Ogni decisione mia e di mio marito, da genitori, si riversa inevitabilmente anche sulla vita dei nostri figli. Ogni nostro cambio implica sempre un cambio anche per loro.

Questo rientro prolungato ci ha costretti a iscrivere i ragazzi nella scuola pubblica italiana qui a Brunico. Era impossibile pensare di tenerli ancora per tanto tempo rinchiusi in casa a fare scuola online. Per un po’ è andata bene così, ma quando diventa troppo bisogna decidersi a cambiare rotta.
Così, ad inizio febbraio, abbiamo deciso che era arrivato il momento di tornare a scuola in presenza. Abbiamo contattato la preside della scuola italiana di Brunico, che prontamente ha risposto inserendo i ragazzi nelle loro vecchie classi assieme ai loro vecchi amici.

È stata una decisione “difficile”, perché far cambiare ancora una volta sistema scolastico ai ragazzi non era nostra intenzione. In più, questo cambio, è avvenuto ad anno scolastico iniziato. Ma non tutti i mali vengono per nuocere. E comunque ci sono cose ben peggiori di un cambio di scuola. 
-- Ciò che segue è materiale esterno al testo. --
PR #597, opened 2023-04-23
Fix check if pupil is already a participant

Leo310:
Added missing await and raised the eslint-level for required awaits to error

### DIFF
--- a/.eslintrc
+++ b/.eslintrc
@@ -4,11 +4,7 @@
         "ecmaVersion": 6,
         "sourceType": "module"
     },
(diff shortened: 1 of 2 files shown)


Leo310:
@Jonasdoubleyou maybe raising the linting level to error is not a good idea. There seem to be a lot of places where async isn't needed

Jonasdoubleyou:
agreed, could also do this in a separate PR

Jonasdoubleyou (approved):

PR #599, opened 2023-04-24
feat: notification on new appointment

JenniferFalkenstein:


common/notification/actions.ts
```diff
@@ -314,7 +314,38 @@ const _notificationActions = {
             redirectTo: '/start',
         },
     },
-
+    'student-add-appointment-group': {
```
dhenkel92, line 317: We should stick to the underscore based action naming.

graphql/appointment/mutations.ts
```diff
@@ -85,6 +87,19 @@ export class MutateAppointmentResolver {
         await hasAccessMatch(context, appointment.matchId);
 
         await createMatchAppointment(appointment);
+
+        // send notification
+        if (!context.user) {
```
dhenkel92, line 92: Is it possible to get here without having a user?

LomyW (approved):
nice! 🥳

PR #601, opened 2023-04-25
feat: role authorization for appointments

timidak:
- added new role
- added helper
- refactored public fields


common/appointments/participants.ts
```diff
@@ -0,0 +1,14 @@
+import { Lecture } from '../entity/Lecture';
+import { prisma } from '../prisma';
+import { User } from '../user';
+
+export async function isAppointmentParticipant(lecture: Lecture, user: User): Promise<boolean> {
+    return !!(await prisma.lecture.findFirst({
+        where: {
```
Jonasdoubleyou, line 7: We could select: { id: true } to reduce the amount of data returned from the db

common/entity/Lecture.ts
```diff
@@ -33,4 +42,54 @@ export class Lecture {
 
     @OneToMany((type) => CourseAttendanceLog, (courseAttendanceLog) => courseAttendanceLog.lecture)
     courseAttendanceLog: CourseAttendanceLog[];
+
```
Jonasdoubleyou: rebase

Jonasdoubleyou: (could also leave it like this, the squash commit should look clean anyways)

common/appointments/participants.ts
timidak: Nice one! 👍🏻

Jonasdoubleyou: Yeah one day I request a .exists({ where: { ... } }) feature from Prisma

PR #605, opened 2023-04-26
feat: create and get appointments

timidak:
- add create and get methods for appointments
- add ownership
- add FieldResolver for Appointment
- add FieldResolver for user, subcourse and match


graphql/appointment/fields.ts
```diff
@@ -0,0 +1,188 @@
...
+    @Field((_type) => String, { nullable: true })
+    userId: string;
+    @Field((_type) => Int)
+    id: number;
+    @Field((_type) => String)
+    firstname: string;
+    @Field((_type) => String)
+    lastname: string;
+    @Field((_type) => Boolean)
+    isStudent: boolean;
```
Jonasdoubleyou, line 40: What is the purpose of this field?

graphql/appointment/fields.ts
```diff
@@ -0,0 +1,188 @@
...
+                        in: studentIds,
+                    },
+                },
+                take,
+                skip,
+                select: {
+                    id: true,
+                    firstname: true,
+                    lastname: true,
+                    isStudent: true,
```
Jonasdoubleyou, line 105: What is the meaning of this?

graphql/appointment/fields.ts
```diff
@@ -0,0 +1,188 @@
...
+                        in: pupilIds,
+                    },
+                },
+                take,
+                skip,
+                select: {
+                    id: true,
+                    firstname: true,
+                    lastname: true,
+                    isPupil: true,
```
Jonasdoubleyou, line 123: and this?

graphql/appointment/fields.ts
```diff
@@ -0,0 +1,188 @@
...
+        return isParticipant;
+    }
+    @FieldResolver((returns) => [AppointmentParticipant], { nullable: true })
+    @Authorized(Role.OWNER, Role.APPOINTMENT_PARTICIPANT)
+    @LimitEstimated(30)
+    async participants(@Root() appointment: Appointment, @Arg('take', (type) => Int) take: number, @Arg('skip', (type) => Int) skip: number) {
+        const studentIds = [];
+        const pupilIds = [];
+        appointment.participantIds.forEach((userId) => {
+            const [type, id] = getUserTypeAndIdForUserId(userId);
```
Jonasdoubleyou, line 84: Could we move this whole thing to common/user.ts? Participant and Organizer should both be subsets of User, so we could just do `getUsers(userIds).map(it => { ...subset })` here

graphql/appointment/fields.ts
```diff
@@ -0,0 +1,188 @@
...
+            })
+        ).map((p) => ({ ...p, isPupil: true, userId: getUserIdTypeORM(p) }));
+        return [...studentParticipants, ...pupilParticipants];
+    }
+
+    @FieldResolver((returns) => [Organizer])
+    @Authorized(Role.USER)
+    @LimitEstimated(5)
+    async organizers(@Root() appointment: Appointment, @Arg('take', (type) => Int) take: number, @Arg('skip', (type) => Int) skip: number) {
+        const organizerStudentIds = appointment.organizerIds.map((userId) => parseInt(userId.split('/')[1]));
```
Jonasdoubleyou, line 134: Same here, could we use a generic `getUsers` ?

graphql/appointment/fields.ts
timidak: I wasn't 100% sure if somebody needs this in the frontend. But I just had a look. I'll remove it.

graphql/appointment/fields.ts
timidak: I'm selecting this because I need it in line 108 for `getUserIdTypeORM` so that it can create the correct userId

graphql/appointment/fields.ts
timidak: Same here, line 126

graphql/appointment/fields.ts
Jonasdoubleyou: Aaah, well, I mean we know that it will be "student" no? So I think we should move this to common/user and directly `.map` to the User with the correct userId

common/appointment/create.ts
```diff
@@ -0,0 +1,131 @@
...
+            duration: appointmentToBeCreated.duration,
+            subcourseId: appointmentToBeCreated.subcourseId,
+            appointmentType: lecture_appointmenttype_enum.group,
+            organizerIds: instructors.map((i) => getUserForTypeORM(i.student).userID),
+            participantIds: participants.map((p) => getUserForTypeORM(p.pupil).userID),
+        },
+    });
+};
+
+export const createGroupAppointments = async (subcourseId: number, appointmentsToBeCreated: AppointmentCreateGroupInput[]) => {
```
dhenkel92, line 110: What's the purpose of having two different functions? Couldn't we use `createGroupAppointments`  all the time?

common/appointment/get.ts
```diff
@@ -0,0 +1,103 @@
...
+
+    if (direction === 'next' && cursor) {
+        appointments = await getNextAppointmentsByIdList(user.userID, take, cursor);
+    }
+
+    if (direction === 'last' && cursor) {
+        appointments = await getLastAppointmentsByIdList(user.userID, take, cursor);
+    }
+
+    return appointments;
```
dhenkel92, line 30: I think we can just return `getLastAppointmentsByIdList(user.userID, take, cursor);` here, because direction only has three states where two are covered already.

common/appointment/get.ts
```diff
@@ -0,0 +1,103 @@
...
+                },
+            ],
+        },
+        orderBy: [{ start: 'asc' }],
+        take,
+        skip: 1, // Skipping the cursor object
+        cursor: { id: cursor },
+    });
+};
+const getLastAppointmentsByIdList = async (userId: User['userID'], take: number, cursor: number) => {
```
dhenkel92, line 56: I think we can merge `getLastAppointmentsByIdList` and `getNextAppointmentsByIdList` by introducing another argument.

common/appointment/get.ts
```diff
@@ -0,0 +1,103 @@
...
+        },
+        orderBy: [{ start: 'desc' }],
+        take,
+        skip: 1, // Skipping the cursor object
+        cursor: { id: cursor },
+    });
+    return appointments.reverse();
+};
+
+const getAppointmentsByIdList = async (userId: User['userID'], take, skip): Promise<Appointment[]> => {
```
dhenkel92, line 81: take and skip don't have types

common/appointment/get.ts
```diff
@@ -0,0 +1,103 @@
...
+    return await prisma.lecture.findMany({
+        where: {
+            isCanceled: false,
+            start: { gte: new Date().toISOString() },
```
dhenkel92, line 85: Why do we care about the start date here, but not in the other queries?

common/migration/1682516060693-suffix-participants-and-organizers-with-ids.ts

Qualche tempo fa, in un post, raccontavo la nostra prima esperienza in una scuola pubblica italiana. Una personale lista di pro e contro che avevamo riscontrato.

Oggi, le mie riflessioni riguardo questa stessa scuola, sono diverse.
Tante cose sono cambiate da quel maggio 2019.
I miei figli sono cresciuti, oggi frequentano rispettivamente la prima e la seconda media, non più le elementari.
Oggi i ragazzi hanno alle spalle due lunghi anni scolastici trascorsi quasi interamente con la didattica a distanza. Quindi, tornare in presenza, per loro è stato come realizzare un sogno.
I miei figli sono cresciuti e maturati, hanno vissuto esperienze e avventure che li hanno profondamente segnati.
Inoltre, hanno frequentato gli ultimi due anni scolastici in un sistema americano che è molto diverso da quello italiano. 

Tempo fa, nelle storie di Instagram, riflettevo a voce alta riguardo tutti gli aspetti positivi che questo reinserimento nel sistema scolastico italiano ha portato con sé. Essendo io una persona piuttosto positiva, tendo a vedere prima le cose belle, mettendo in secondo piano i difetti.

Nella scuola pubblica italiana i miei figli hanno ricominciato a scrivere a mano, con una penna. Quindi, sono dotati di veri e propri quaderni. Questa può sembrare una sciocchezza, ma credetemi che, da italiana, ho sofferto molto nel vederli sempre con un iPad o un laptop in mano e non impugnare mai una matita o una penna.

Hanno ritrovato materie come geografia e storia.

Sono tornati a studiare poesie a memoria. Anche questo può sembrare sciocco e inutile, ma in realtà io lo trovo un grande allenamento per il cervello dei miei figli che non sono assolutamente abituati a memorizzare cose. In questo modo incontrano nuovi vocaboli e si ritrovano ad allenare il loro cervello.

Hanno ritrovato la mensa, quindi per un po’ abbiamo salutato il tanto temuto e odiato lunch box.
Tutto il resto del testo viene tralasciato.